### What this task involves
For each line in the data below that holds "small", return a copy.

### Raw data
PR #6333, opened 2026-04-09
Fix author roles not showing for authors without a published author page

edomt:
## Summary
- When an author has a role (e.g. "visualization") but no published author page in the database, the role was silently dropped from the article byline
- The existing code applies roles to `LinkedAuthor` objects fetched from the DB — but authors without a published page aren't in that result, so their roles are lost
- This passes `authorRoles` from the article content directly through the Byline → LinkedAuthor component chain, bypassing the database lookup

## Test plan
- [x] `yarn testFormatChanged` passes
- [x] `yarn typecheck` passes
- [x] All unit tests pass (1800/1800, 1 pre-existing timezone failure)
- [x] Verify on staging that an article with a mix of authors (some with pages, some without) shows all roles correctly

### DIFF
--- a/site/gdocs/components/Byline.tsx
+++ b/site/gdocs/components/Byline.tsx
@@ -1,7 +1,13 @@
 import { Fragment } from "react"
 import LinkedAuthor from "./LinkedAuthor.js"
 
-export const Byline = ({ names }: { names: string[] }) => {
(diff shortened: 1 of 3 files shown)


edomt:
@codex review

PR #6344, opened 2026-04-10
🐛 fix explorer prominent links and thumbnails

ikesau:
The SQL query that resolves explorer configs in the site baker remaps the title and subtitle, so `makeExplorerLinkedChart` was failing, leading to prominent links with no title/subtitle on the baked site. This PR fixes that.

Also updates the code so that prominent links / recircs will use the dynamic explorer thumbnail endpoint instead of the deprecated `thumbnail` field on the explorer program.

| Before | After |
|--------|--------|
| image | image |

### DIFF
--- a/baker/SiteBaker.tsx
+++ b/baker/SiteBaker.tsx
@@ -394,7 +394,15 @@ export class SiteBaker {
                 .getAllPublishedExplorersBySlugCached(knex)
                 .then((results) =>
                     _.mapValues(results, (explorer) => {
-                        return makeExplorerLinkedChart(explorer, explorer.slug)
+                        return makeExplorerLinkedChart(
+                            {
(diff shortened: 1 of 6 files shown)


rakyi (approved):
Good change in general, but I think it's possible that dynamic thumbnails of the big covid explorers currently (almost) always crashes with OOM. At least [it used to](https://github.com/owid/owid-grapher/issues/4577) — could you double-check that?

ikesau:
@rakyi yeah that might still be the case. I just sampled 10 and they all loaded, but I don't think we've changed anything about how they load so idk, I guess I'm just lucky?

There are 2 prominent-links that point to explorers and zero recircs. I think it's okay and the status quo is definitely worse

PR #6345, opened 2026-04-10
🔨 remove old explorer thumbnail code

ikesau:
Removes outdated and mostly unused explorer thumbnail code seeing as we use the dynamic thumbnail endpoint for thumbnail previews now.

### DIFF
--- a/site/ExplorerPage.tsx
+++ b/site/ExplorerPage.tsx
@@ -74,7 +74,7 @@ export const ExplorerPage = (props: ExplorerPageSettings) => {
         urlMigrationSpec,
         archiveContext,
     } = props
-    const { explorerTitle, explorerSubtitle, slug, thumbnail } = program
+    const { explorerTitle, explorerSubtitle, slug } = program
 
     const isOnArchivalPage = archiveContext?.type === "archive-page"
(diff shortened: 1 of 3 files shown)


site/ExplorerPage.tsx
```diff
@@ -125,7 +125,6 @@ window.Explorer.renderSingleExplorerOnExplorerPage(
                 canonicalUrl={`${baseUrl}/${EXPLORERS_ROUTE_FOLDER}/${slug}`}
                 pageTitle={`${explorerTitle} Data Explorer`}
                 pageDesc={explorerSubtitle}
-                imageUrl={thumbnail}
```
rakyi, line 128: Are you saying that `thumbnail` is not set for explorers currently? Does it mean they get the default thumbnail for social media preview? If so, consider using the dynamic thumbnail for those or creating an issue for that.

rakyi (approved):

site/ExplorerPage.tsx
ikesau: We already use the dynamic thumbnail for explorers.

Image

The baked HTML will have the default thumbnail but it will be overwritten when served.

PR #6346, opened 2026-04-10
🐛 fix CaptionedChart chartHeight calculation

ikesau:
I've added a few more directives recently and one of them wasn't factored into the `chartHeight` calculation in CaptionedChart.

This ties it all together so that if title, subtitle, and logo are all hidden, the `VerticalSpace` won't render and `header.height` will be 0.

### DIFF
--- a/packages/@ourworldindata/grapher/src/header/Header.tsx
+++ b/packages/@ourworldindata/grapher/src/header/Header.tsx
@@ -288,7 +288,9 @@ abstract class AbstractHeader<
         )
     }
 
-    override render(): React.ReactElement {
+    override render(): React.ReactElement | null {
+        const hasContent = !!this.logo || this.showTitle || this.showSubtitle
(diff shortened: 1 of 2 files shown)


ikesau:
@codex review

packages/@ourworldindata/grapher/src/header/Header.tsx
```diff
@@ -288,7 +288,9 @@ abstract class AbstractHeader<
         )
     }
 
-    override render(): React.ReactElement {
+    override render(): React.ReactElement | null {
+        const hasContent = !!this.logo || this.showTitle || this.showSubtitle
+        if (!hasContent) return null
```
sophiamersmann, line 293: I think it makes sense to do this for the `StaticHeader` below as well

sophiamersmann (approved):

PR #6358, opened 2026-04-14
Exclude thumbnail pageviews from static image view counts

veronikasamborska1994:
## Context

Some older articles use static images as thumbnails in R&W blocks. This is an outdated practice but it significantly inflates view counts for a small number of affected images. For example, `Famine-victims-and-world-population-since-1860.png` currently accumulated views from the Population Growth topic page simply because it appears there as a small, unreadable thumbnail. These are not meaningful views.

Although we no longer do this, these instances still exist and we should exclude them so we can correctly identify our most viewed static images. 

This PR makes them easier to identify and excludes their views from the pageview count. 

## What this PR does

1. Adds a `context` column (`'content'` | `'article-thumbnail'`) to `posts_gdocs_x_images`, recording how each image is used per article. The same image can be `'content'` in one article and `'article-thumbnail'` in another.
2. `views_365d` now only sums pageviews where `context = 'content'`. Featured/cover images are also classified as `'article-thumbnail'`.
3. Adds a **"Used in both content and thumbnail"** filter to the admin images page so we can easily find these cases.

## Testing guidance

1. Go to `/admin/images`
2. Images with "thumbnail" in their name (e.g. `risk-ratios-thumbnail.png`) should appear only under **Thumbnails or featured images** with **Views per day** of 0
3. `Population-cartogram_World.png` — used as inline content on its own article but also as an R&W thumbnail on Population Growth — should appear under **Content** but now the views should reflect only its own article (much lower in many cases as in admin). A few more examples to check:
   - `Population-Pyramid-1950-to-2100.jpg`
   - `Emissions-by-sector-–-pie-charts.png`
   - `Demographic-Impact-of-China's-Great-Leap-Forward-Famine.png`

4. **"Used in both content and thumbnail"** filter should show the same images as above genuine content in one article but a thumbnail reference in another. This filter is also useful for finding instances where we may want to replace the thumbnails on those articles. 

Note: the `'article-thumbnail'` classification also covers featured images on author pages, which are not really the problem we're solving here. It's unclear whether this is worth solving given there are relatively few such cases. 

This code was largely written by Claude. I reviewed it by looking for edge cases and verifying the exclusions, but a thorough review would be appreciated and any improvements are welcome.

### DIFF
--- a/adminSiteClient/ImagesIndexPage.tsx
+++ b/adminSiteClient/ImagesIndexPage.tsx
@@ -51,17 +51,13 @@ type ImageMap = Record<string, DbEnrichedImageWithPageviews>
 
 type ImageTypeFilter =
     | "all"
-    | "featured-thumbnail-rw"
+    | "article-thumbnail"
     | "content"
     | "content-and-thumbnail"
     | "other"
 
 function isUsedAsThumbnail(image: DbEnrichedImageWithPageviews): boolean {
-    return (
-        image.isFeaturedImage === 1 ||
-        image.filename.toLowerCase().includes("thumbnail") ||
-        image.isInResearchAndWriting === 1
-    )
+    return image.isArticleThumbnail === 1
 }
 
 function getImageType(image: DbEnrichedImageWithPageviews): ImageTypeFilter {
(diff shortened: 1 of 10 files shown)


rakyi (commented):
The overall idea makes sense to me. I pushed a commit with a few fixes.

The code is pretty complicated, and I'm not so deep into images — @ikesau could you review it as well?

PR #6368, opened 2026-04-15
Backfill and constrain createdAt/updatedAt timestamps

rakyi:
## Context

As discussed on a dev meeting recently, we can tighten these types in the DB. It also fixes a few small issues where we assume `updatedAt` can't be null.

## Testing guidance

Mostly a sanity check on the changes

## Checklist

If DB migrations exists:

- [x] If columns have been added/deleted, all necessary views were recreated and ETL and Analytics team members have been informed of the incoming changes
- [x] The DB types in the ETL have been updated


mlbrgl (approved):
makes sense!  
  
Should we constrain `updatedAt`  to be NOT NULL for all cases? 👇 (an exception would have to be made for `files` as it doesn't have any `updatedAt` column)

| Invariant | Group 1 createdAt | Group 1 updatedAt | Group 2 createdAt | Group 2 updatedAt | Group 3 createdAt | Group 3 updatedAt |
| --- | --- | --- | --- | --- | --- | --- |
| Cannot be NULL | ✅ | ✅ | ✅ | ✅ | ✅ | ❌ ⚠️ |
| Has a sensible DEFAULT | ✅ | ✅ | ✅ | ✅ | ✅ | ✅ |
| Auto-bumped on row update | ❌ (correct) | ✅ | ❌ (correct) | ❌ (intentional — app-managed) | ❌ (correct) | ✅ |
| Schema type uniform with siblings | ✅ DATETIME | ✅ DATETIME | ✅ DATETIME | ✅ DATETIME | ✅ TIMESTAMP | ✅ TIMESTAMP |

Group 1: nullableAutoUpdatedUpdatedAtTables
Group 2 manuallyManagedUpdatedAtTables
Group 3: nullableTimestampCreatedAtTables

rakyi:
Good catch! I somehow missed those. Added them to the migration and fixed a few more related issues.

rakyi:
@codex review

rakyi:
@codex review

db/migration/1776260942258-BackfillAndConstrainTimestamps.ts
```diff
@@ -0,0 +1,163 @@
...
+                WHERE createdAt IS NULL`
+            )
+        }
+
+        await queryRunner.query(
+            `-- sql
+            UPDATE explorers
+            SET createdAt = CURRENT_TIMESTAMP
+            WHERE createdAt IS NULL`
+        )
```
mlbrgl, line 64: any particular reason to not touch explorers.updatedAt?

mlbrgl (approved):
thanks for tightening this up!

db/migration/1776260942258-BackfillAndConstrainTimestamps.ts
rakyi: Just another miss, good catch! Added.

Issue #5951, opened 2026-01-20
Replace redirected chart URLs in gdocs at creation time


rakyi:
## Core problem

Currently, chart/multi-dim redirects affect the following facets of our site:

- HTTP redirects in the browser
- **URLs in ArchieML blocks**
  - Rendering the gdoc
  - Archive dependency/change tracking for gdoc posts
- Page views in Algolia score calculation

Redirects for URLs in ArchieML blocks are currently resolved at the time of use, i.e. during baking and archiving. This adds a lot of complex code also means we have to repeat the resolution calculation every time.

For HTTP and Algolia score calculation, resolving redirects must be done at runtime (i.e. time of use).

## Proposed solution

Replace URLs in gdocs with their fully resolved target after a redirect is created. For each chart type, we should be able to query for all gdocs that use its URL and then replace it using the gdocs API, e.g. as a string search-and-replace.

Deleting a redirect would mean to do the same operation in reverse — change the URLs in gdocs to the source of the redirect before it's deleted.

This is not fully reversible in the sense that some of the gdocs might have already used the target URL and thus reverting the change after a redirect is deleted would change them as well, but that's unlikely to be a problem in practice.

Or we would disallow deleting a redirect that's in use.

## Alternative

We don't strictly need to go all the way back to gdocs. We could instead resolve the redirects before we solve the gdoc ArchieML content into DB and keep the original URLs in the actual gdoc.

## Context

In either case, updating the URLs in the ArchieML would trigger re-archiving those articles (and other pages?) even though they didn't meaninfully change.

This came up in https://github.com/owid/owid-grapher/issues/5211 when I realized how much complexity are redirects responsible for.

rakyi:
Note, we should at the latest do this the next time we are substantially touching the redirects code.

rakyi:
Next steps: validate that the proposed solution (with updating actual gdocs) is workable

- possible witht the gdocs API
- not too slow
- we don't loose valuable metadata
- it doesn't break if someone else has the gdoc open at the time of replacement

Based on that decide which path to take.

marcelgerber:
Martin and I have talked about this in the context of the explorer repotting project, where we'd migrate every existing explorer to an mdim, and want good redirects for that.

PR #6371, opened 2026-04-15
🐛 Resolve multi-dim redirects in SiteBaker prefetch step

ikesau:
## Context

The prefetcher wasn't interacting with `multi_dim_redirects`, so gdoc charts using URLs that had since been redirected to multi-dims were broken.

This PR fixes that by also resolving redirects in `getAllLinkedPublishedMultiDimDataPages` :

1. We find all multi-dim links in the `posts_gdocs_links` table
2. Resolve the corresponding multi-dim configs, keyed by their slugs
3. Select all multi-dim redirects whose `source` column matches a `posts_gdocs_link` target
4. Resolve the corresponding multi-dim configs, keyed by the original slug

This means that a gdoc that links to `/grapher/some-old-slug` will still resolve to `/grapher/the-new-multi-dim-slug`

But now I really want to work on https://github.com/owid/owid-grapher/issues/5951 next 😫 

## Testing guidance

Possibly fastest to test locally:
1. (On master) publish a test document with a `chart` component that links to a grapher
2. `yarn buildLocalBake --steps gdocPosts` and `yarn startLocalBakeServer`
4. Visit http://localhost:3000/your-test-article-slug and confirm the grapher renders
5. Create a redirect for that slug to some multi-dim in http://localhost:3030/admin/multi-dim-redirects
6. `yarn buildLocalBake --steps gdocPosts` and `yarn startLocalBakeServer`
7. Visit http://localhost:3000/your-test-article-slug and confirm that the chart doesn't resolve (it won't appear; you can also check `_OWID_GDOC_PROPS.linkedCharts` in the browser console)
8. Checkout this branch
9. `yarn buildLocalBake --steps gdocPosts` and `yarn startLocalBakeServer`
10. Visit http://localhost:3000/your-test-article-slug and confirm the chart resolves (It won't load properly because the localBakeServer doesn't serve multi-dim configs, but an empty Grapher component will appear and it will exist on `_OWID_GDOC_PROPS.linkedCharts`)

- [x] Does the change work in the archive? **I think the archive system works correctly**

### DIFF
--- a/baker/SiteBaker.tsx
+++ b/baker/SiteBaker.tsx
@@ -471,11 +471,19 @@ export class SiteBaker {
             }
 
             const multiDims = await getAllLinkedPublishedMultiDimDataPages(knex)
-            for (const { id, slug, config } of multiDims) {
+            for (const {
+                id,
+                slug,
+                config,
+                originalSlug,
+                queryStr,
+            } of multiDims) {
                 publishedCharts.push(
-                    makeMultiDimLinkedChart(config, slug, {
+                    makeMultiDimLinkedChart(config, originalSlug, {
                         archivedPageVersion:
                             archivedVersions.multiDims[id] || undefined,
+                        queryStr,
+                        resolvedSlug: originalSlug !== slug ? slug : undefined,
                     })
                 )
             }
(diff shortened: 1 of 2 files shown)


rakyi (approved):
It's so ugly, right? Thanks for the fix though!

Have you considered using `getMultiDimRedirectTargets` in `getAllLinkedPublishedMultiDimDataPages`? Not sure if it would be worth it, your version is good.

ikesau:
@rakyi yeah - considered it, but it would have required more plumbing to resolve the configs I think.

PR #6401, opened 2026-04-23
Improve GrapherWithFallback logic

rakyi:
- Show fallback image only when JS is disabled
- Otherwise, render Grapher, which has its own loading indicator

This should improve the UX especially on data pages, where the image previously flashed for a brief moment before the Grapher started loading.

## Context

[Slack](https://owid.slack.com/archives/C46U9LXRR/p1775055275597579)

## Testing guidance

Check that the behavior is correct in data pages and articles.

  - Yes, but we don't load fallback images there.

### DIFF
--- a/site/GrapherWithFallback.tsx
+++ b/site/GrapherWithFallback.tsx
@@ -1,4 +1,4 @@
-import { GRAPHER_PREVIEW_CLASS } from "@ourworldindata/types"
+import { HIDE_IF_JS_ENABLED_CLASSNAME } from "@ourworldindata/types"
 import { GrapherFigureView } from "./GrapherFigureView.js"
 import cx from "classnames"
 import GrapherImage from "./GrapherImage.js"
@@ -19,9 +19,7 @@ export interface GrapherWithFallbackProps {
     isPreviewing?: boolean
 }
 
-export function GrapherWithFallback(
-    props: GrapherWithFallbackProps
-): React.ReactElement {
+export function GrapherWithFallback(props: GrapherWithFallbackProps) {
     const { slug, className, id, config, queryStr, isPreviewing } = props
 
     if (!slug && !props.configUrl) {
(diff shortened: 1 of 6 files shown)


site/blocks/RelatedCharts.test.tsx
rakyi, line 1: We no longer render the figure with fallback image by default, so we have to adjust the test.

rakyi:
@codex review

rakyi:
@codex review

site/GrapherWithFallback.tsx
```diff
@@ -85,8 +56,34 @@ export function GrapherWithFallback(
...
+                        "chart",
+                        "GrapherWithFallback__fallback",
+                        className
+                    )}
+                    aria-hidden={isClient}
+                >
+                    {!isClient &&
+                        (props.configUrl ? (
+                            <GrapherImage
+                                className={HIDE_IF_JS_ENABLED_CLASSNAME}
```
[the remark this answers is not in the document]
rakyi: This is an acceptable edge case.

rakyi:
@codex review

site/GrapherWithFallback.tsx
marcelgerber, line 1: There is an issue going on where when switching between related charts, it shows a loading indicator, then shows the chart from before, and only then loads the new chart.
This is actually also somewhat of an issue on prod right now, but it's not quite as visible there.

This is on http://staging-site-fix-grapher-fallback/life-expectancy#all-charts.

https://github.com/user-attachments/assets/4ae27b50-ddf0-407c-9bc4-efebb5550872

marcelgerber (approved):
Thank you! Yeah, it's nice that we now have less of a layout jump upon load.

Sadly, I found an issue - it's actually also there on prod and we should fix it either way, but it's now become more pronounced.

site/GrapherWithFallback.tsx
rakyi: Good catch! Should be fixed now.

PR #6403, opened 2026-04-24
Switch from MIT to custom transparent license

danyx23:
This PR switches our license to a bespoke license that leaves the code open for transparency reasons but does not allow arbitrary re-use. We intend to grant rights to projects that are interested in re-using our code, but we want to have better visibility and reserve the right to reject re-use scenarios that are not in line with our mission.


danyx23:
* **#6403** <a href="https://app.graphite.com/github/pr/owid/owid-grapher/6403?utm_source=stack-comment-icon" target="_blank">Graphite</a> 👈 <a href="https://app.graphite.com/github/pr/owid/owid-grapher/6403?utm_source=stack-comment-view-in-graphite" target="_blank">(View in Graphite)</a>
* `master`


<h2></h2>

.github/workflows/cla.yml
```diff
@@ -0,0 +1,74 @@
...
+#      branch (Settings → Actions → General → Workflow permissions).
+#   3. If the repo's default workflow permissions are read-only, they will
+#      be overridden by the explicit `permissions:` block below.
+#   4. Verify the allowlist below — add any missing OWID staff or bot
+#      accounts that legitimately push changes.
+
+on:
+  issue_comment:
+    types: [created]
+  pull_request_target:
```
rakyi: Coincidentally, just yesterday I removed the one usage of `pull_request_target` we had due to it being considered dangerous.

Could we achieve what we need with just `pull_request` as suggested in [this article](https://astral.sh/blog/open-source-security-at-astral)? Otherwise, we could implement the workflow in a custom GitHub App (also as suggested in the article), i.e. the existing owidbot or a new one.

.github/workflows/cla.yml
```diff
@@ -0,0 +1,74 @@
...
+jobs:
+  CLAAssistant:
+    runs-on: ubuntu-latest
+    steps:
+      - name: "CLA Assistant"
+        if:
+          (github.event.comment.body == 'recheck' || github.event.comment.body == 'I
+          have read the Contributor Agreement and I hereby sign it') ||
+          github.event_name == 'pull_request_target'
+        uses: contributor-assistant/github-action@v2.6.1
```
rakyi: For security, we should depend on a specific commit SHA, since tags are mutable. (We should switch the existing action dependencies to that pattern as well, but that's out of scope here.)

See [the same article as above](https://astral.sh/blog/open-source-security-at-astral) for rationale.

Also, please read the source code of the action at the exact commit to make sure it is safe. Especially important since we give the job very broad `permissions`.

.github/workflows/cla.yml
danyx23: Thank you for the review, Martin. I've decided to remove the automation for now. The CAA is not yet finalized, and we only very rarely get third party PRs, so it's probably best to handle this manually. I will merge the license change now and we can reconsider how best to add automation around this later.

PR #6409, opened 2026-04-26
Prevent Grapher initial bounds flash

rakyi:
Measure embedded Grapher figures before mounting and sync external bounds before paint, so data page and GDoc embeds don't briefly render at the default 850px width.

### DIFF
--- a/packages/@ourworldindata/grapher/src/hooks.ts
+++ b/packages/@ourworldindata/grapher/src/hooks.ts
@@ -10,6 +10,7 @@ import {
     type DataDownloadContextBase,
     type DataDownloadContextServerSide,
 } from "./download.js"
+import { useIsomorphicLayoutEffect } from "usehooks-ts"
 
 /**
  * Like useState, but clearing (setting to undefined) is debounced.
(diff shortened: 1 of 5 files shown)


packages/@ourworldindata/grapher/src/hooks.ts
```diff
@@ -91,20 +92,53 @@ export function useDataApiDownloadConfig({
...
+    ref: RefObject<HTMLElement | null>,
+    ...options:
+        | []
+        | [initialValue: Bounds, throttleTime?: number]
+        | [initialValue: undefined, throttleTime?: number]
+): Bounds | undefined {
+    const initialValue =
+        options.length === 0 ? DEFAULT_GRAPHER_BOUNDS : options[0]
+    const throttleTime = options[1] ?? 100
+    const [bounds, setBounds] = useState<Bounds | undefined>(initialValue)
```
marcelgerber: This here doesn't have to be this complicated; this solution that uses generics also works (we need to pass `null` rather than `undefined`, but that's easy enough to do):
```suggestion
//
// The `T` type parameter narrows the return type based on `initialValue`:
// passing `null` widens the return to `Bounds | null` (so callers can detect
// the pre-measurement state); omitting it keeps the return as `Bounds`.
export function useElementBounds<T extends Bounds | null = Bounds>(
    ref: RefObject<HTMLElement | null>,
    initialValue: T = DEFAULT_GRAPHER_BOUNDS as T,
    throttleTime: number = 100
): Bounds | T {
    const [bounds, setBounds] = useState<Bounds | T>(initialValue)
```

### Answer to this exercise
Some older articles use static images as thumbnails in R&W blocks. This is an outdated practice but it significantly inflates view counts for a small number of affected images. For example, `Famine-victims-and-world-population-since-1860.png` currently accumulated views from the Population Growth topic page simply because it appears there as a small, unreadable thumbnail. These are not meaningful views.
As discussed on a dev meeting recently, we can tighten these types in the DB. It also fixes a few small issues where we assume `updatedAt` can't be null.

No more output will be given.